Showing up on radar is one thing. It’s not even a particularly difficult accomplishment. Showing up and staying on gets tricky. It’s where those rules-driven trains of thought run out of track.
How much what you’re saying matters to the person hearing it determines your staying power. Be compelling, be remembered. Prompt an emotional response, prompt action. The idea is the train. How much it matters is the track.
Internet videos can’t be longer than 2:00
It’s our internet video rule of thumb around here. After years of watching viewing metrics, I’ve noticed attention spans drop off at about two minutes; by three you’re talking to yourself. So, we keep them shorter.
Then, I saw this:
Moments from Everynone on Vimeo.4:12 is longer than 2:00
Moments is twice the length viewers typically sit through. But, it’s setting view records because it’s compelling. It’s relatable. It touches you. It moves you. The touchy-feelies among us shed a tear. If it ended with a Kodak logo, you’d think of similar pictures in your life. If it ended with an insurance logo, you’d think about everyone you love.

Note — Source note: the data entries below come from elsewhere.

PR #519, opened 2023-11-24
Add tests for topic monitor (production tags)

tjsilver:
## What does this change?

Adds some tests for the topic monitor for production topics.

### DIFF
--- a/packages/repocop/src/remediations/repository-06-topic-monitor-production.test.ts
+++ b/packages/repocop/src/remediations/repository-06-topic-monitor-production.test.ts
@@ -61,15 +61,9 @@ describe('getGuRepoNames', () => {
 				'gu:repo': 'guardian/repo-1',
 				'gu:build-tool': 'guardian/some-build-tool',
 			},
-			{
-				App: 'app-2',
-				Stack: 'stack2',
-				Stage: 'INFRA',
-				'gu:repo': 'guardian/repo-2',
-			},
 		];
 
 		const result: string[] = getGuRepoNames(cfnTags);
-		expect(result).toEqual(['guardian/repo-1', 'guardian/repo-2']);
+		expect(result).toEqual(['guardian/repo-1']);
 	});
 });
--- a/packages/repocop/src/remediations/repository-06-topic-monitor-production.test.ts
+++ b/packages/repocop/src/remediations/repository-06-topic-monitor-production.test.ts
@@ -66,21 +66,10 @@ describe('getGuRepoNames', () => {
 				Stack: 'stack2',
 				Stage: 'INFRA',
 				'gu:repo': 'guardian/repo-2',
-				'gu:build-tool': 'guardian/tool',
-			},
-			{
-				App: 'app-3',
-				Stack: 'stack3',
-				Stage: 'PROD',
-				'gu:repo': 'guardian/repo-3',
 			},
 		];
 
 		const result: string[] = getGuRepoNames(cfnTags);
-		expect(result).toEqual([
-			'guardian/repo-1',
-			'guardian/repo-2',
-			'guardian/repo-3',
-		]);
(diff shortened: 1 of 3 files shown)


packages/repocop/src/remediations/repository-06-topic-monitor-production.test.ts
```diff
@@ -0,0 +1,86 @@
...
+		const cfnTags: AWSCloudformationTag[] = [
+			{
+				App: 'app-1',
+				Stack: 'stack1',
+				Stage: 'PROD',
+				'gu:repo': 'guardian/repo-1',
+				'gu:build-tool': 'guardian/some-build-tool',
+			},
+			{
+				App: 'app-2',
```
NovemberTang, line 65: minor, non-blocking: as we're testing the same tag keys in every element of this array, it might quicker to understand with only one example in the list

packages/repocop/src/remediations/repository-06-topic-monitor-production.ts
```diff
@@ -1,36 +1,61 @@
...
+export async function findReposInProdWithoutProductionTopic(
+	prisma: PrismaClient,
+	unarchivedRepos: github_repositories[],
+) {
+	console.log('Discovering Cloudformation stacks with PROD or INFRA tags');
+	const reposWithoutProductionTopic: string[] =
+		getReposWithoutProductionTopic(unarchivedRepos);
 	console.log(
-		`Found ${repoTagsWithProdStacks.length} repos with a PROD or INFRA Cloudformation stack`,
+		`Found ${reposWithoutProductionTopic.length} repositories without a production topic`,
```
NovemberTang, line 40: do we need to be explicit about interactives also being excluded?

packages/repocop/src/remediations/repository-06-topic-monitor-production.ts
```diff
@@ -1,36 +1,61 @@
...
 			(repo) =>
 				!repo.topics.includes('production') &&
 				!repo.topics.includes('interactive'),
 		)
 		.map((repo) => repo.full_name)
-		.filter((name) => !name?.includes('interactive'));
-	console.log(
-		`Found ${reposWithoutProductionTopic.length} repositories without a production topic`,
+		.filter((name) => !name?.includes('interactive'))
+		.filter((name) => !!name) as string[];
```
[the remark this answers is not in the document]
tjsilver: Line 16?  IIUC `!!name` is ensuring that `name` is not undefined/null to make TS happy!

packages/repocop/src/remediations/repository-06-topic-monitor-production.ts
tjsilver: Hmm yeah I wasn't sure about that - will clarify!

packages/repocop/src/remediations/repository-06-topic-monitor-production.test.ts
tjsilver: They're not quite the same but I take your point - will vary them more!

packages/repocop/src/remediations/repository-06-topic-monitor-production.test.ts
```diff
@@ -0,0 +1,69 @@
...
+} from './repository-06-topic-monitor-production';
+
+describe('getReposWithoutProductionTopic', () => {
+	it('should return an empty array when unarchivedRepos array is empty', () => {
+		const unarchivedRepos: github_repositories[] = [];
+		const result: string[] = getReposWithoutProductionTopic(unarchivedRepos);
+		expect(result).toEqual([]);
+	});
+
+	it('should return only repositories without production or interactive tags and without "interactive" in the repo name', () => {
```
akash1810, line 16: minor: should this description be for repository _topics_ rather than tags?

NovemberTang (approved):

PR #521, opened 2023-11-25
chore(deps): Update to Node v20.10.0 (LTS)

akash1810:
## What does this change?
Moves to Node 20 (LTS) now that [AWS Lambda supports it](https://aws.amazon.com/blogs/compute/node-js-20-x-runtime-now-available-in-aws-lambda/).

This change also includes an update to Prisma's configuration, adopting OpenSSL v3. OpenSSL v1 reached end of life in September 2023. Node v20 has dropped it entirely now.

See:
  - https://nodejs.org/en/blog/announcements/v20-release-announce#call-to-action
  - https://nodejs.org/en/blog/announcements/nodejs16-eol/

## Why?
[This is the current active long term support version](https://nodejs.org/en/about/previous-releases).

## How has it been verified?
- Successfully ran lambdas locally
- [Deployed to CODE](https://riffraff.gutools.co.uk/deployment/view/d98c31d8-0914-4c74-85bf-a116c0973581) and successfully ran lambdas


tjsilver (approved):
LGTM!

PR #522, opened 2023-11-27
refactor: Use the type system to simplify the code

akash1810:
## What does this change?
Making `password` required in the `DatabaseConfig` interface allows us to remove an "if undefined" check.

## Why?
Simpler logic.

## How has it been verified?
N/A.

### DIFF
--- a/packages/common/src/database.ts
+++ b/packages/common/src/database.ts
@@ -15,11 +15,9 @@ export interface DatabaseConfig {
 	user: string;
 
 	/**
-	 * The database password.
-	 *
-	 * When not defined, a token (temporary password) will be generated for IAM authentication for RDS.
+	 * The database password for the provided user.
 	 */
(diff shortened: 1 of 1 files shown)


tjsilver (commented):
How will this affect the local running story - whereby we use the lack of password to trigger the creation of getting the RDS token if we want to connect to the CODE db?

akash1810:
> How will this affect the local running story - whereby we use the lack of password to trigger the creation of getting the RDS token if we want to connect to the CODE db?

This change does not change the existing behaviour. The behaviour was changed in #504 to [throw if the password env var is unset](https://github.com/guardian/service-catalogue/blob/d5e69c0ecf73f65fe0ffd549402ac7f2adc5e453/packages/common/src/database.ts#L60).

NovemberTang (approved):

PR #524, opened 2023-11-27
Expands S3 search to catch interactives.

NovemberTang:
## What does this change?

Interactives are usually be found in the `atoms` prefix in S3, but may live in the root. The prefix paths are usually defined in the `config.json`, but for really old ones, they might be defined in `cfg/s3.json`. This PR tries to handle all these scenarios.

We do end up making more requests to GitHub and S3, so the Lambda is less performant. However, I think evaluating all the booleans at the end makes for easier reading, and while interactive monitor is still new, I'd like to be able to see all the checks a given repo did/didn't pass in the logs, which would not always be possible if we terminated after the first successful check. Additionally, the lambda is making a small number of requests overall, so the risk of being rate limited is low.

## How has it been verified?

The code has been tested locally against a repo that has a `config.json`, another that has a `cfg/s3.json`, and one more that has neither, to verify the new logic works in all these cases.


package-lock.json
```diff
@@ -12273,6 +12280,18 @@
...
+      "extraneous": true,
+      "dependencies": {
+        "@aws-sdk/client-sqs": "^3.438.0",
+        "@aws-sdk/client-ssm": "^3.438.0",
+        "@aws-sdk/types": "^3.433.0",
+        "@guardian/anghammarad": "^1.8.1",
+        "@octokit/types": "^12.3.0",
+        "octokit": "^3.1.2"
+      }
+    },
```
akash1810, line 12294: I wasn't expecting the `package-lock.json` to be updated with this change. Suspect you've got some unwanted artifacts on your local machine as `branch-protector` has been removed now?

akash1810 (approved):

PR #525, opened 2023-11-27
send fewer messages on non-prod stages

NovemberTang:
## What does this change?

Only send one message if we are not running on prod

## Why?

We don't need to run the lambda 10 times to verify it works. Also, if we want to test the interactive monitor, the easiest thing to do would be to submit the name of the repo directly to SNS.

We're also getting rate limited by AWS on prod so let's lower the number of repos we send for now

### DIFF
--- a/packages/repocop/src/remediations/repository-06-topic-monitor-interactive.ts
+++ b/packages/repocop/src/remediations/repository-06-topic-monitor-interactive.ts
@@ -37,7 +37,10 @@ export async function sendPotentialInteractives(
 	const potentialInteractives = shuffle(
 		findPotentialInteractives(evaluatedRepos),
 	);
-	const snsBatchMaximum = Math.min(potentialInteractives.length, 10);
+	const snsBatchMaximum = Math.min(
+		potentialInteractives.length,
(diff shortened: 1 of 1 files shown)


packages/repocop/src/remediations/repository-06-topic-monitor-interactive.ts
```diff
@@ -37,7 +37,10 @@ export async function sendPotentialInteractives(
 	const potentialInteractives = shuffle(
 		findPotentialInteractives(evaluatedRepos),
 	);
-	const snsBatchMaximum = Math.min(potentialInteractives.length, 10);
+	const snsBatchMaximum = Math.min(
+		potentialInteractives.length,
+		config.stage === 'PROD' ? 5 : 1,
```
akash1810, line 42: I think it would be better to have this as part of the config, as it'll reduce the amount of branching needed. That is, if config had a `maxMessages` property (and other stage aware values), we'd need to perform the stage check once.

akash1810 (approved):
Added a comment. Not a blocker, but think we'd benefit from implementing the suggestion soon.

PR #526, opened 2023-11-27
Bunch potential interactives into one lambda invocation

NovemberTang:
## What does this change?

Previously, we were sending 10 individual messages to SNS at once. Now, we are creating a JSON list of x repositories, and submitting it in one invocation.

## Why?

Fewer lambda invocations means better performance overall. Theoretically we could send more in one go, but leaving it at 10 for now to keep us under AWS API's abuse limits, which seem to be triggered after about 10 repos have been checked. We can make the interactive monitor a bit smarter about which checks it runs in a later PR.

## How has it been verified?

Deployed to CODE and verified the messages are processed correctly

### DIFF
--- a/packages/interactive-monitor/package.json
+++ b/packages/interactive-monitor/package.json
@@ -6,7 +6,7 @@
 	"scripts": {
 		"build": "esbuild src/index.ts --bundle --platform=node --target=node20 --outdir=dist --external:@aws-sdk",
 		"test": "echo \"No test specified\" && exit 0",
-		"start": "AWS_PROFILE=deployTools ts-node src/run-locally.ts"
+		"start": "ts-node src/run-locally.ts"
 	},
 	"author": "guardian",
 	"dependencies": {
--- a/packages/interactive-monitor/package.json
+++ b/packages/interactive-monitor/package.json
@@ -6,7 +6,7 @@
 	"scripts": {
 		"build": "esbuild src/index.ts --bundle --platform=node --target=node20 --outdir=dist --external:@aws-sdk",
 		"test": "echo \"No test specified\" && exit 0",
-		"start": "APP=interactive-monitor ts-node src/run-locally.ts"
+		"start": "AWS_PROFILE=deployTools ts-node src/run-locally.ts"
 	},
 	"author": "guardian",
 	"dependencies": {
--- a/packages/interactive-monitor/src/index.ts
+++ b/packages/interactive-monitor/src/index.ts
@@ -136,7 +136,6 @@ export async function assessRepo(repo: string, owner: string, config: Config) {
 export const handler: SNSHandler = async (event) => {
 	const config = getConfig();
 	const owner = 'guardian';
-	console.log(JSON.stringify(event.Records));
 	const events = event.Records.map(async (record) =>
 		Promise.all(
 			(JSON.parse(record.Sns.Message) as string[]).map(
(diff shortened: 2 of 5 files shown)


packages/interactive-monitor/package.json
```diff
@@ -6,7 +6,7 @@
 	"scripts": {
 		"build": "esbuild src/index.ts --bundle --platform=node --target=node20 --outdir=dist --external:@aws-sdk",
 		"test": "echo \"No test specified\" && exit 0",
-		"start": "APP=interactive-monitor ts-node src/run-locally.ts"
+		"start": "AWS_PROFILE=deployTools ts-node src/run-locally.ts"
```
akash1810, line 9: Is this change intentional?

NovemberTang: Yes. the `APP` variable isn't being used for anything, and setting the `AWS_PROFILE` means we can make S3 requests

akash1810: If we use https://github.com/guardian/service-catalogue/blob/f3dbbdebd52e3d2185f01bbe4bdec0630a75c90e/packages/common/src/aws.ts#L22-L30 we shouldn't need to set `AWS_PROFILE`. This would also make us consistent too.

packages/interactive-monitor/src/index.ts
```diff
@@ -100,7 +101,8 @@ async function applyTopics(repo: string, owner: string, octokit: Octokit) {
 
 export async function assessRepo(repo: string, owner: string, config: Config) {
 	const octokit = await stageAwareOctokit(config.stage);
-	const s3 = new S3Client({ region: 'us-east-1' });
+	const awsConfig = awsClientConfig(config.stage);
+	const s3 = new S3Client({ ...awsConfig, region: 'us-east-1' });
```
NovemberTang, line 105: overriding the region rather than making the region configurable, as there are unlikely to be many scenarios where eu-west-1 is not appropriate

packages/interactive-monitor/package.json
NovemberTang: we're using this now, see later commits

packages/interactive-monitor/src/index.ts
```diff
@@ -134,8 +136,12 @@ export async function assessRepo(repo: string, owner: string, config: Config) {
 export const handler: SNSHandler = async (event) => {
 	const config = getConfig();
 	const owner = 'guardian';
-	const events = event.Records.map(
-		async (record) => await assessRepo(record.Sns.Message, owner, config),
+	const events = event.Records.map(async (record) =>
```
akash1810, line 139: What type is `events` here? I think it might be an array of arrays? Not sure that the `Promise.all` on line 146 would work as we'd expect, and we might want to call [`.flat`](https://developer.mozilla.org/en-US/docs/Web/JavaScript/Reference/Global_Objects/Array/flat) events (or use [`flatMap`](https://developer.mozilla.org/en-US/docs/Web/JavaScript/Reference/Global_Objects/Array/flatMap)) to produce a one-dimensional array.

akash1810 (commented):
added a minor comment

packages/interactive-monitor/src/index.ts
NovemberTang: Having run this on CODE, all the logs look normal, what unexpected behaviour do you anticipate?

tjsilver (approved):
👍

PR #529, opened 2023-11-27
interactive-monitor: Make fewer requests to S3 per repo

NovemberTang:
## What does this change?

interactives with a `config.json` deploy into a different prefix than those with a `cfg/s3.json`. We know what these prefixes are so can search only in the correct parts of the bucket for artifacts.

## Why?

Halving the number of requests we are making to S3 means we can look at more of them at one time

## How has it been verified?

Local execution still works

### DIFF
--- a/packages/interactive-monitor/src/index.ts
+++ b/packages/interactive-monitor/src/index.ts
@@ -78,15 +78,13 @@ async function s3PathIsInConfig(
 	owner: string,
 	repo: string,
 	path: string,
+	prefix?: string,
 ): Promise<boolean> {
 	const configJson = await getConfigJsonFromGithub(octokit, repo, owner, path);
 	if (configJson === undefined) {
 		return false;
 	} else {
-		const s3Response1 = !!(await findInS3(s3, `atoms/${configJson.path}`));
-		const s3Response2 = !!(await findInS3(s3, configJson.path));
-
-		return s3Response1 || s3Response2;
+		return !!(await findInS3(s3, `${prefix ?? ''}/${configJson.path}`));
 	}
 }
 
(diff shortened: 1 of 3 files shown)


packages/interactive-monitor/src/index.ts
```diff
@@ -78,16 +78,49 @@ async function s3PathIsInConfig(
...
+	repo: string,
+	owner: string,
+): Promise<boolean> {
+	const foundInConfigJson = await s3PathIsInConfig(
+		octokit,
+		s3,
+		owner,
+		repo,
+		'config.json',
+		'atoms',
```
akash1810, line 104: Does this evaluate to `atoms/config.json`? Might it be simpler to pass that in directly, and not add the optional `prefix` to the `s3PathIsInConfig` function?

packages/interactive-monitor/src/index.ts
```diff
@@ -78,16 +78,49 @@ async function s3PathIsInConfig(
...
+	if (foundInConfigJson) {
+		return true;
+	}
+
+	const foundInS3Json = await s3PathIsInConfig(
+		octokit,
+		s3,
+		owner,
+		repo,
+		'cfg/s3.json',
```
akash1810, line 116: Why is this not `s3PathIsInConfig(..., 's3.json', 'cfg`) like `config.json` above?

packages/interactive-monitor/src/index.ts
NovemberTang: No, `config.json` is the name of the file we are looking for in github, `atoms` is a prefix we are looking under in S3. I can rename the function parameters to make that clearer

packages/interactive-monitor/src/index.ts
NovemberTang: similar reasoning. cfg/s3.json is the full path to the config from the root of the github repo, and there's nothing prepended to the s3 path so that parameter has been left empty.

packages/interactive-monitor/src/index.ts
NovemberTang: resolving this comment and the one below as the parent function has been deleted

tjsilver (approved):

Whatever came at the end would have enormous attached meaning because here’s what happens in your head: the left brain sees it and says, “huh?” The right sees it and says, “oh wow man–that means THIS.” And, the Left says “oh, I get it.” Because it mattered, meaning is attached.
Therein lies your advertising challenge: does it matter? Does it lay tracks for a train your mind can’t miss? Or, does it stick to rules of thumb that matter only to you and the ad guy who made them up? Advertising only gets a thumbs-up only when it matters to your customers.
Tell your story in a way that matters. Get measurable results every time. No thumbs about it.